I, too, am looking for a solution to connect to Redis Sentinel from outside the K8s cluster. I'm configuring the service type as LoadBalancer and it seems to initially connect but as soon as I try to do any command GET, SET,DEL, etc. it fails. The issue seems to be that sentinel is sending back the internal K8s names to the Redis client, which won't work outside the K8s cluster.

redis: 2024/03/27 22:39:28 osscluster.go:1764: getting command info: redis: cluster has no nodes
redis: 2024/03/27 22:39:28 osscluster.go:1764: getting command info: redis: cluster has no nodes
redis: 2024/03/27 22:39:28 sentinel.go:724: sentinel: discovered new sentinel="redis-badges-node-0.redis-badges-headless.redis.svc.cluster.local:26379" for master="mymaster"
redis: 2024/03/27 22:39:28 sentinel.go:724: sentinel: discovered new sentinel="redis-badges-node-2.redis-badges-headless.redis.svc.cluster.local:26379" for master="mymaster"
redis: 2024/03/27 22:39:29 sentinel.go:724: sentinel: discovered new sentinel="redis-badges-node-1.redis-badges-headless.redis.svc.cluster.local:26379" for master="mymaster"

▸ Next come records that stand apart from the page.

PR #1102, opened 2021-02-27
Update enzyme shim config to better align with webapp

kevinbarabash:
## Summary:
This PR moves the call to 'unmountAll()' into an 'afterEach()' block jest-setup.js.  This guarantees that it's being called after each test without developers having to manually add a call to it in each test suite they right.  It was missing in a few them as it is.

This will also make it easier to use package references in the TypeScript experimeents I'm working on.

Issue: none

## Test plan:
- yarn test
- yarn flow

### DIFF
--- a/packages/wonder-blocks-modal/src/components/__tests__/close-button.test.js
+++ b/packages/wonder-blocks-modal/src/components/__tests__/close-button.test.js
@@ -1,16 +1,12 @@
 // @flow
 import * as React from "react";
+import {mount} from "enzyme";
 
-import {mount, unmountAll} from "../../../../../utils/testing/mount.js";
 import expectRenderError from "../../../../../utils/testing/expect-render-error.js";
 import CloseButton from "../close-button.js";
 import ModalContext from "../modal-context.js";
 
 describe("CloseButton", () => {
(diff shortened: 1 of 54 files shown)


packages/wonder-blocks-modal/src/components/__tests__/close-button.test.js
```diff
@@ -23,9 +19,11 @@ describe("CloseButton", () => {
...
         // Arrange
         const wrapper = mount(
-            <ModalContext.Provider value={{closeModal: () => {}}}>
-                <CloseButton testId="modal-example-close" />,
-            </ModalContext.Provider>,
+            <div>
+                <ModalContext.Provider value={{closeModal: () => {}}}>
+                    <CloseButton testId="modal-example-close" />,
+                </ModalContext.Provider>
+            </div>,
```
kevinbarabash, line 26: We were calling `unmountAll` in `beforeEach()` and this test was running last in this suite so we weren't calling `unmount` on it before.

jeresig (approved):
Thank you for cleaning this up! This always bothered me... and this is a good approach!

PR #2078, opened 2023-10-02
Fix filters for changeset workflow step

nedredmond:
By default, filters are inclusive disjunctions (OR). This makes the `packages/` filter useless, since the glob filter will match anything that does not include `__tests__` and `dist` in the path.

This field that I added to the `filter-files` action will ensure that file pathnames match EVERY provided filter. This prevents accidental inclusions of packages outside of `packages/`.


jandrade (approved):
Thanks for fixing this! :shipit:

PR #2081, opened 2023-10-05
Fix glob match issue in `filter-files` action

nedredmond:
Corrects an issue where we unexpectedly match all files except those with both `tests` and `dist` in the path.


jeresig (approved):

jandrade (approved):
🎉

PR #2086, opened 2023-10-13
Add `endIcon` prop and change existing `icon` prop to `startIcon`

nishasy:
## Summary:
Currently, the `icon` prop on WB Button added an icon on the left.
Now, `icon` has been renamed to `startIcon`, and we are adding
an `endIcon` prop so people can add an icon on the other side.

Issue: https://khanacademy.atlassian.net/browse/WB-1630

## Test plan:
In storybook, confirm that the icon story has the right
description and that the icons look correct.

`yarn jest packages/wonder-blocks-button/src/components/__tests__/button.test.tsx`

image

### DIFF
--- a/.changeset/rich-jars-jog.md
+++ b/.changeset/rich-jars-jog.md
@@ -1,0 +1,5 @@
+---
+"@khanacademy/wonder-blocks-button": minor
+---
+
+Add `endIcon` prop and change existing `icon` prop to `startIcon`
--- a/__docs__/wonder-blocks-button/button.argtypes.ts
+++ b/__docs__/wonder-blocks-button/button.argtypes.ts
@@ -7,8 +7,22 @@ export default {
         description: "Text to appear on the button.",
         type: {name: "string", required: true},
     },
-    icon: {
-        description: "A Phosphor icon asset (imported as a static SVG file).",
+    startIcon: {
+        description: `A Phosphor icon asset (imported as a static SVG file)
+            that will appear at the start of the button (left for LTR, right
+            for RTL).`,
+        type: {name: "other", value: "PhosphorIconAsset", required: false},
+        control: {type: "select"},
+        options: IconMappings,
+        table: {
+            category: "Layout",
+            type: {summary: "PhosphorIconAsset"},
+        },
+    },
+    endIcon: {
+        description: `A Phosphor icon asset (imported as a static SVG file)
+            that will appear at the end of the button (right for LTR, left
+            for RTL).`,
         type: {name: "other", value: "PhosphorIconAsset", required: false},
         control: {type: "select"},
         options: IconMappings,
--- a/__docs__/wonder-blocks-button/button.argtypes.ts
+++ b/__docs__/wonder-blocks-button/button.argtypes.ts
@@ -13,7 +13,8 @@ export default {
             for RTL).`,
         type: {name: "other", value: "PhosphorIconAsset", required: false},
         control: {type: "select"},
-        options: IconMappings,
+        options: Object.keys(IconMappings),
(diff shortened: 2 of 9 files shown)


packages/wonder-blocks-button/src/components/button-core.tsx
```diff
@@ -54,22 +54,17 @@ const ButtonCore: React.ForwardRefExoticComponent<
...
             id,
             waiting: _,
             ...restProps
         } = props;
 
-        const iconWidth = icon
-            ? size === "small"
-                ? theme.size.width.medium
-                : theme.size.width.large
-            : 0;
```
nishasy, line 67: I realized this isn't being used anywhere. It used to be used in `_generatestyles()`, but that got replaced by the `padding` value.

.changeset/rich-jars-jog.md
```diff
@@ -0,0 +1,5 @@
+---
+"@khanacademy/wonder-blocks-button": minor
```
jandrade, line 2: **suggestion:** It's better to treat this as a breaking change as it is changing the existing API (`icon` => `startIcon`).

For reference: https://khanacademy.atlassian.net/wiki/spaces/WB/pages/2217640195/Versioning+and+releasing+Wonder+Blocks+packages#Major-changes-1.0.0

__docs__/wonder-blocks-button/button.argtypes.ts
```diff
@@ -7,8 +7,22 @@ export default {
         description: "Text to appear on the button.",
         type: {name: "string", required: true},
     },
-    icon: {
-        description: "A Phosphor icon asset (imported as a static SVG file).",
+    startIcon: {
+        description: `A Phosphor icon asset (imported as a static SVG file)
+            that will appear at the start of the button (left for LTR, right
+            for RTL).`,
```
jandrade, line 13: **praise:** Amazing as always, thanks for adding a11y docs even in the smallest details.

__docs__/wonder-blocks-button/button.argtypes.ts
```diff
@@ -7,8 +7,22 @@ export default {
...
+        type: {name: "other", value: "PhosphorIconAsset", required: false},
+        control: {type: "select"},
+        options: IconMappings,
```
jandrade, line 16: **suggestion:** This is something that I missed when I changed this. Turns out that we need to use both keys to preserve the icon selection in a separate Storybook tab.

```suggestion
        options: Object.keys(IconMappings),
        mapping: IconMappings,
```


e.g. https://khan.github.io/wonder-blocks/?path=/story/button--default&args=color:destructive

If you change the props in the `Controls` tab, the icon is not currently preserved, but if we make this change, then it's added to the query string so it can be included in a "permalink" version.

Permalink version: https://khan.github.io/wonder-blocks/iframe.html?args=color:destructive&id=button--default&viewMode=story

packages/wonder-blocks-button/src/components/button-core.tsx
jandrade: oh nice catch!

Now that you got rid of this, I think you can also remove these tokens from the default theme: https://github.com/Khan/wonder-blocks/blob/1644f6510760c26c8ab407d49654faae36fddcc9/packages/wonder-blocks-button/src/themes/default.ts#L107-L110

jandrade (approved):
Looks really great! A couple of small suggestions before landing, thanks for working on this so quickly! 💯

.changeset/rich-jars-jog.md
nishasy: Ah yeah, that's a good point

And then the application is encountering an error trying to do SET operation

dial tcp: lookup redis-badges-node-0.redis-badges-headless.redis.svc.cluster.local: i/o timeout

Is there a way to configure it where it uses IPs instead of host names? We are using Azure CNI model so all ours pods have an IP on our subnet so they are directly accessible.

fanjlii commented 6 months ago

see https://github.com/bitnami/charts/issues/16436#issuecomment-1541911310 add record to /etc/hosts it works fine~

jkratzvictoria commented 6 months ago

That doesn't work for the official Go Redis client; it still tries to do a lookup on the hosts even with the entries in the hosts file.

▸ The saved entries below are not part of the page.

PR #2087, opened 2023-10-16
WB-1587.1: Add theming support to IconButton component

jandrade:
## Summary:

This PR adds theming support to the IconButton component. It also adds a new
theme file for the default theme.

Also updated the `disabled + light` state to match how we handle disabled states across WB button components.

The next PR will add a new Khanmigo theme to the IconButton component.

Issue: WB-1587

## Test plan:

Verify in Storybook that the IconButton component looks as expected.

https://github.com/Khan/wonder-blocks/pull/2087#issuecomment-1764927773


__docs__/wonder-blocks-icon-button/icon-button.stories.tsx
```diff
@@ -167,14 +168,57 @@ export const Variants: StoryComponentType = {
 };
 
 /**
- * An IconButton on a dark background.
- * Only the primary kind is allowed to have the `light` prop set to true.
+ * IconButton has a `color` that is either `default` (the default, as shown
+ * above) or `destructive` (as can seen below):
+ */
+export const WithColor: StoryComponentType = {
```
jandrade, line 174: **note:** I noticed that we don't have docs for the `color` prop, so I added a new story to cover that.

__docs__/wonder-blocks-icon-button/icon-button.stories.tsx
```diff
@@ -167,14 +168,57 @@ export const Variants: StoryComponentType = {
 };
 
 /**
- * An IconButton on a dark background.
- * Only the primary kind is allowed to have the `light` prop set to true.
+ * IconButton has a `color` that is either `default` (the default, as shown
+ * above) or `destructive` (as can seen below):
```
nishasy, line 172: How do you feel about adding a sentence like "Note that the focus ring has the color even when the `kind` is `secondary` or `tertiary`"?

__docs__/wonder-blocks-icon-button/icon-button.stories.tsx
```diff
@@ -167,14 +168,57 @@ export const Variants: StoryComponentType = {
...
-            <View style={styles.dark}>
+            <View style={[styles.dark, styles.row]}>
+                <IconButton
+                    icon={magnifyingGlass}
+                    aria-label="search"
+                    light={true}
+                    onClick={(e) => console.log("Click!")}
+                />
                 <IconButton
+                    color="destructive"
```
nishasy, line 221: Is this supposed to look different than the default normally and on hover? It looks like the color only shows in the "active" state when clicking on the button.

nishasy (commented):
Love the tokens! I did leave one suggestion and one question, but I didn't want to block your PR.

__docs__/wonder-blocks-icon-button/icon-button.stories.tsx
jandrade: ah yeah good point, I'll add that!

__docs__/wonder-blocks-icon-button/icon-button.stories.tsx
jandrade: That's expected (the color only changes in the pressed state). You can see how that matches to what we do with `Button`: https://www.figma.com/file/VbVu3h2BpBhH80niq101MHHE/%F0%9F%92%A0-Main-Components?type=design&node-id=6396-5801&mode=design&t=Z5d5gJ1FZQ2VDI8L-4

__docs__/wonder-blocks-icon-button/icon-button.stories.tsx
jandrade: hmmm giving a second thought, the color changes based on different factors (whether is light, whether is using the khanmigo theme), so I prefer to leave it as it is.

nishasy (approved):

dial tcp: lookup redis-badges-node-0.redis-badges-headless.redis.svc.cluster.local: i/o timeout

github-actions[bot] commented 5 months ago

This Issue has been automatically marked as "stale" because it has not had recent activity (for 15 days). It will be closed if no further activity occurs. Thanks for the feedback.

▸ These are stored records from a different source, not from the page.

PR #2088, opened 2023-10-16
Add Khanmigo theming for buttons with icons

nishasy:
## Summary:
We want to allow buttons to have a khanmigo-themed version of the icons.
The idea is that icons will be wrapped by a rounded container and have
different focus/hover states (probably worth defining a pressed state as well).

Still waiting on design confirmation that this looks right when there
are icons on both sides.

More info in this slack thread:
https://khanacademy.slack.com/archives/C8Z9DSKC7/p1697490308355979

Issue: https://khanacademy.atlassian.net/browse/WB-1631

## Test plan:
Manual testing on Storybook (/button--khanmigo-theme)
For both the regular theme and the Khanmigo theme:
- Make sure everything looks normal when idle and all the icons are visible
- Make sure that the focus ring looks correct when tabbing through the buttons

Khanmigo theme:
- Confirm that the background circle is visible for the secondary and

OronDF343 commented 5 months ago

Any solution to this that does not involve editing the hosts file?

javsalgar commented 5 months ago

In other charts we have the externalAccess section, which creates a LoadBalancer service per pod. Would that work for your use case?

OronDF343 commented 5 months ago

As others have described, depends on whether that would work with Sentinel as it returns hostnames, not IPs, and I can't use hostnames/IPs that are cluster-internal.

github-actions[bot] commented 5 months ago

Due to the lack of activity in the last 5 days since it was marked as "stale", we proceed to close this Issue. Do not hesitate to reopen it later if necessary.

OronDF343 commented 5 months ago

Why did the bot close this when there clearly was activity?

migruiz4 commented 4 months ago

Hi there, I have created an internal task to implement the Redis Sentinel external access if possible and added the 'on-hold' label so the stale-bot does not close this issue.

If you would like to contribute by implementing a feature similar to what already exists in the bitnami/redis-cluster chart, feel free to send a PR with your changes and we will be happy to review it and help with anything if needed.